Chernovodie - Reshetko
Шрифт:
Интервал:
Закладка:
Пришельцы стали шумно рассаживаться кто где: одни – около печки на поленьях, другие – на крайних топчанах.
Иван между тем внимательно осмотрел барак и задумчиво проговорил:
– Много их в зиму по Васюгану понастроили! Придется ли, нет в своем доме пожить или так в бараках и подохнем?!
– Главное – зиму пережить, – проговорил Жамов. – А там построим, назло построим!
– Твои слова, Лаврентий, да Богу в уши! – улыбнулся Назаров.
– Я вот че думаю, мужики! – Лаврентий не обратил внимания на реплику Назарова. – Однако, там, на родине, в ихнем колхозе «Светлый путь», не шибко сладко! – и пояснил пришельцам: – Так колхоз в нашей деревне называется. Мы тут в крепости, а там – тоже крепость, и не хуже нашей! – Он кивнул Щетинину и сказал: – Ты бы, паря, рассказал соседям, как колхоз хозяйствует! – Лаврентий посмотрел на Ивана Назарова и сказал: – Ликсандра под самый ледостав сюда приехал на обласке: семью свою догонял. Так что он опосля нас в деревне побывал.
Гости из соседнего поселка с интересом повернулись к Александру Щетинину.
– Рассказал бы, парень, а? – попросил Назаров. – Шибко интересно, че у них там делается!
– Че рассказывать, на сотни раз все говорено, переговорено. – нехотя буркнул Щетинин.
– Дак мы-то не знаем! – настаивал Назаров. Он мечтательно закрыл глаза и со смаком проговорил: – Щас, поди, свежий хлеб из новины бабы пекут. По всей деревне дух идет… Люблю этот дух! – Иван с шумом втянул в себя воздух, так что затрепетали ноздри коротко задранного носа.
– Какая новина!.. – тихо проговорил Щетинин. – Приехал я в деревню в конце июля, а они еще и с покосом не управились, и конца-краю не видать!
– Ну-у! – недоверчиво посмотрел Иван, поглаживая свою лысину.

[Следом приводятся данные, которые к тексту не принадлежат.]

PR #1166, opened 2024-01-22
Make it possible to deploy on free App Service and free Search Service tier

pamelafox:
## Purpose

This PR makes it easier to deploy to free tiers.

* App Service: I just needed to set two properties correctly, use32BitWorkerProcesses and alwaysOn, based on the tier.
* Search Service: This was the larger change that required storing the key inside the key vault and turning off managed identity. I did not add any logic to explicitly turn off semantic ranker, I just put instructions about how to disable in the docs.

```
[ ] Yes
[X] No
```

## Pull Request Type

```
[ ] Bugfix
[X] Feature
[ ] Other... Please describe:
```

## How to Test

* I followed steps in my new doc to deploy to free tiers only, and confirmed it worked.
* I also tested both ./scripts/prepdocs.sh and ./scripts/prepdocs.ps1 in that environment.


infra/main.bicep
```diff
@@ -201,14 +205,17 @@ module backend 'core/host/appservice.bicep' = {
     serverAppId: serverAppId
     clientSecretSettingName: !empty(clientAppSecret) ? 'AZURE_CLIENT_APP_SECRET' : ''
     authenticationIssuerUri: authenticationIssuerUri
+    use32BitWorkerProcess: appServiceSkuName == 'F1'
```
pamelafox, line 208: @jongio Wondering if I should change core/appservice to always set these based on the SKU?

scripts/prepdocs.ps1
```diff
@@ -37,13 +36,15 @@ if ($env:AZURE_VISION_KEY) {
 
 # If vision keys are stored in keyvault provide the keyvault name and secret name
 if ($env:AZURE_KEY_VAULT_NAME) {
-  $visionKeyVaultName = "--visionKeyVaultName $env:AZURE_KEY_VAULT_NAME"
+  $keyVaultName = "--keyvaultname $env:AZURE_KEY_VAULT_NAME"
```
pamelafox, line 39: I renamed arg to not be vision dependent.

scripts/prepdocs.ps1
```diff
@@ -37,13 +36,15 @@ if ($env:AZURE_VISION_KEY) {
...
 }
 if ($env:VISION_SECRET_NAME) {
-  $visionKeyVaultkey = "--visionKeyVaultkey $env:VISION_SECRET_NAME"
+  $visionSecretNameArg = "--visionsecretname $env:VISION_SECRET_NAME"
```
pamelafox, line 42: I also renamed this arg to match new one, and because its not a key.

docs/deploy_lowcost.md
```diff
@@ -0,0 +1,69 @@
...
+
+    ```shell
+    azd env set AZURE_SEARCH_SERVICE_SKU free
+    ```
+
+    Limitations:
+    1. You are only allowed one free search service across all regions.
+    If you have one already, either delete that service or follow instructions to
+    reuse your [existing search service](../README.md#existing-azure-ai-search-resource).
+    2. The free tier does not support semantic ranker, so you will need to disable
```
mattgotteiner, line 25: Is it possible to check the env var in the client and disable semantic ranker if the search service tier is free?

docs/deploy_lowcost.md
```diff
@@ -0,0 +1,69 @@
...
+    but it is an option for those who want to minimize costs.
+
+4. Disable vector search:
+
+    By default, the application computes vector embeddings for documents during the data ingestion phase,
+    and then computes a vector embedding for user questions asked in the application.
+    Those computations require an embedding model, which incurs costs per tokens used. The costs are fairly low,
+    so the benefits of vector search would typically outweigh the costs, but it is possible to disable vector support.
+
+    Modify `prepdocs.sh` or `prepdocs.ps1` to add the `--novectors` argument to the command at the bottom.
```
mattgotteiner, line 60: should we add an env var to make this easier?

docs/deploy_lowcost.md
pamelafox: Yes, I can do that, in progress. Just need to make sure it'll play nicely with existing deployments.

docs/deploy_lowcost.md
pamelafox: I've added an env var for vectors now as well. I had a hard time deciding whether it should be USE_VECTORS or DONT_USE_VECTORS, but I went with USE_VECTORS for the sake of avoiding double negatives in the code. I just have to be very careful that the default is true if not defined, which I believe I've done in all cases.

docs/deploy_lowcost.md
```diff
@@ -0,0 +1,69 @@
...
+
+    ```shell
+    azd env set AZURE_FORMRECOGNIZER_SKU free
+    ```
+
+    Limitation: The free tier will only scan the first two pages of each PDF.
+    In our sample documents, those first two pages are just title pages,
+    so you won't be able to get answers from the documents.
+    You can either use your own documents that are only 2-pages long,
+    or you can use a local Python package for PDF parsing by adding the `--localpdfparser`
```
pamelafox: I went ahead and added an env var for LOCAL_PDF_PARSER too, just so that noone ever has to touch prepdocs.sh (eek).

tests/test_app.py
```diff
@@ -54,24 +54,6 @@ async def test_missing_env_vars():
                 test_app.test_client()
 
 
-@pytest.mark.asyncio
```
pamelafox, line 57: Moved to test_app_config.py

infra/main.bicep
```diff
@@ -330,36 +341,41 @@ module computerVision 'core/ai/cognitiveservices.bicep' = if (useGPT4V) {
...
     computerVisionId: useGPT4V ? computerVision.outputs.id : ''
     computerVisionSecretName: computerVisionSecretName
+    storeSearchServiceSecret: useSearchServiceKey
+    searchServiceId: useSearchServiceKey ? searchService.outputs.id : ''
+    searchServiceSecretName: searchServiceSecretName
   }
 }
 
+
+var searchServiceSemanticRankerLevel = (searchServiceSkuName == 'free') ? 'disabled' : 'free'
```
mattgotteiner, line 378: nit: Can we allow the customer to pass in a variable to have a standard tier semantic ranker?

scripts/prepdocs.ps1
```diff
@@ -37,27 +36,45 @@ if ($env:AZURE_VISION_KEY) {
...
 if ($env:USE_GPT4V -eq $true) {
   $searchImagesArg = "--searchimages"
 }
 
+if ($env:USE_VECTORS -eq $false) {
+  $disableVectorsArg="--novectors"
+}
+
+if ($env:USE_LOCAL_PDF_PARSER -eq $true) {
+  $localPdfParserArg = "--localpdfparser"
```
mattgotteiner, line 57: Good addition!

mattgotteiner (approved):
Great work!

infra/main.bicep
mattgotteiner: essentially just allowing AZURE_SEARCH_SEMANTIC_RANKER as a parameter in addition to being an output

mattgotteiner: LGTM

– Вот тебе и ну. Дугу гну! – передразнил Назарова Александр. – Другое че возьми… Тех же коров; по два дня, быват, не доены стоят. А подоят, дак молоко девать некуда. Посуды обчей для хранения нет, молокозавода нет – вот и киснет молоко… Мухоты развели – не продохнешь. А коров в кучу согнали.
– Да нешто это можно? – недоверчиво покачал головой Назаров. Настолько это противоречило здравому укладу крестьянской жизни, что не укладывалось в мужицкой голове.

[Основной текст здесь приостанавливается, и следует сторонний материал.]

PR #1175, opened 2024-01-24
Update to tools parameter

tonybaloney:
`functions` is a deprecated argument. We should be using the tools parameter

### DIFF
--- a/app/backend/approaches/chatapproach.py
+++ b/app/backend/approaches/chatapproach.py
@@ -68,7 +68,7 @@ class ChatApproach(Approach, ABC):
         else:
             return override_prompt.format(follow_up_questions_prompt=follow_up_questions_prompt)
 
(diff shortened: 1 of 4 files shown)


srbalakr (approved):

tonybaloney:
`openai.BadRequestError: Error code: 400 - {'error': {'message': "Invalid value for 'function_call': 'function_call' is only allowed when 'functions' are specified.", 'type': 'invalid_request_error', 'param': 'function_call', 'code': None}}`

pamelafox:
I assume the OpenAI version we're supporting does support the new tools parameter?

tonybaloney:
> I assume the OpenAI version we're supporting does support the new tools parameter?

Yes it does

pamelafox (approved):
Thank you!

– Выходит, можно! – грустно проговорил Александр.
– С полями тоже не лучше! – ввязался в разговор Жучков. – Распахали кое-как с огрехами, уже щас сорняк пошел, а че дальше будет?
– То и будет. Хлеб уберут, дак зерно сгноят; ни складов обчих, ни амбаров! А ты говоришь – хлеб из новины!.. – Александр усмехнулся, глядя на Назарова, и задумчиво закончил: – Зато Хвостов кажный день в ходке на поля ездит, работу проверят! Хозяева, мать их за ногу…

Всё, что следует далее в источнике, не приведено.